J Biochem. 2006 Nov;140(5):649-56. doi: 10.1093/jb/mvj192. Epub 2006 Sep 20.
Structural stabilities of myoglobin (Mb) from several fish (scombridae) species differ significantly, although their amino acid sequence identity is very high (>95%), suggesting that only a few substitutions greatly affect the stability of Mb. Accordingly, recombinant Mbs with point mutation(s) derived from bigeye tuna Mb cDNA were expressed as GST-fusion proteins in the soluble fractions of Escherichia coli. After removal of the GST segment, the stability of five mutants, namely, P13A, I21M, V57I, A62G, and I21M/V57I, together with the wild type (WT) were investigated, taking temperature dependency of alpha-helical content and denaturant concentration dependency of Soret band absorbance as parameters. As a result, the stability of P13A against denaturants and its alpha-helical content at 10 degrees C was found to be the highest among the mutants, whereas those of A62G were the lowest. The stabilities of V57I and I21M/V57I were higher than that of WT, though that of I21M was nearly the same as WT. These findings suggest that the structural stability of fish Mb is tuned up only by the substitutions of a few amino acid residues located in the alpha-helical segments forming the hydrophobic heme pocket.

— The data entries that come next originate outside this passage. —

PR #3879, opened 2024-05-27
Disable() double call fix.

StendProg:
A double call to `Interactions.Disable()` resulted in the fact that interactions could not be restored with `Enable()` afterwards.

In this PR a special flag `Disabled` was introduced. It is now possible to call `Disable()` many times and then restore interactions with `Enable()` afterwards.

### DIFF
--- a/src/ScottPlot5/ScottPlot5/Control/Interaction.cs
+++ b/src/ScottPlot5/ScottPlot5/Control/Interaction.cs
@@ -11,6 +11,11 @@ public class Interaction(IPlotControl control) : IPlotInteraction
     public IPlotControl PlotControl { get; private set; } = control;
 
     /// <summary>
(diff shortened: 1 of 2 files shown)


src/ScottPlot5/ScottPlot5/Control/Interaction.cs
```diff
@@ -51,6 +60,7 @@ public void Disable()
     public void Enable()
     {
         Actions = ActionsWhenDisabled;
```
KroMignon, line 62: I would suggest to change `Disable()` to only use `ActionsWhenDisabled` if it was disabled:
```csharp

public void Enable()
{
    if (Disabled)
        Actions = ActionsWhenDisabled;
    Disabled = false;
}
```

PR #3919, opened 2024-06-08
Snap to ticks axis rule fixed

BrianAtZetica:
I previously implemented the axis rules SnapToTicksX and SnapToTicksY in #3547 . 
These had a few limitations, most notably:
- panning was very jumpy
- the tick interval sometimes changed as a result of the snap, which meant is wasn't snapping to a tick every time
- it was untested with inverted axes
- It had had only limited testing in combination with other rules

Subsequently this rule was simplified, which removed most of the special case handlign, and resulted in it functioning only for zooming out (zooming in was effectively prevented). This was discussed in #3701.

These changes:
- reinstate the original functionality
- handle panning so that it is intuitive and smooth
- check for and correct the occasional situation where tick interval changes during the snapping
- ensure the rules work for inverted axes (although problems might occur if the axes are inverted while the rule is already set)
- ensure the rules work with an end limit set.

I confess, this was a challenge, and the code does not read well. I've tried to document intention with comments as much as I can, but if it is still unclear, I welcoime a discussion an dsome help in writing simpler logic (without loosing functionality). 

The final commit in this branch is once again an updated sandbox project to easily test the rules in combination. I understand that won't be merged.


swharden:
Thanks @BrianAtZetica! I'm not too worried about the complexity since it's all bundled neatly inside those classes and it can always be refactored later if/as needed. I'll merge this in now and it will be in the next release 👍

Issue #3812, opened 2024-05-08
SignalXY: last point sometimes does not get rendered


swharden:
Perhaps because a binning issue?
![sigxylast](https://github.com/ScottPlot/ScottPlot/assets/4165489/fe13f7f8-ec59-4a7a-b727-6e657cb92166)

swharden:
This is reproducible and only affects "high density mode"

```cs
using ScottPlot;

namespace Sandbox.WinForms;

public partial class Form1 : Form
{
    public Form1()
    {
        InitializeComponent();

        int count = 1000;
        double[] xs = Generate.Consecutive(count);
        double[] ys = Generate.RandomWalk(count);
        ys[^1] = -100;

        formsPlot1.Plot.Add.SignalXY(xs, ys);
    }
}
```

swharden:
Interestingly, it's only the very last point, and only about half the frames. It "flickers" as you zoom horizontally.

![image](https://github.com/ScottPlot/ScottPlot/assets/4165489/2c3a9ad7-45c3-4c7d-af65-fa89d23b3edd)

几种鲭科鱼类的肌红蛋白(Mb)的结构稳定性存在显著差异,尽管它们的氨基酸序列同一性非常高(>95%),这表明只有少数几个氨基酸替换会极大地影响Mb的稳定性。因此,将源自大眼金枪鱼Mb cDNA的点突变重组Mb作为GST融合蛋白在大肠杆菌的可溶性组分中表达。去除GST片段后,以α-螺旋含量的温度依赖性和Soret带吸光度的变性剂浓度依赖性为参数,研究了五个突变体(即P13A、I21M、V57I、A62G和I21M/V57I)以及野生型(WT)的稳定性。结果发现,在突变体中,P13A对变性剂的稳定性及其在10℃时的α-螺旋含量最高,而A62G的则最低。V57I和I21M/V57I的稳定性高于WT,不过I21M的稳定性与WT几乎相同。这些发现表明,鱼类Mb的结构稳定性仅通过位于形成疏水血红素口袋的α-螺旋片段中的少数几个氨基酸残基的替换来调节。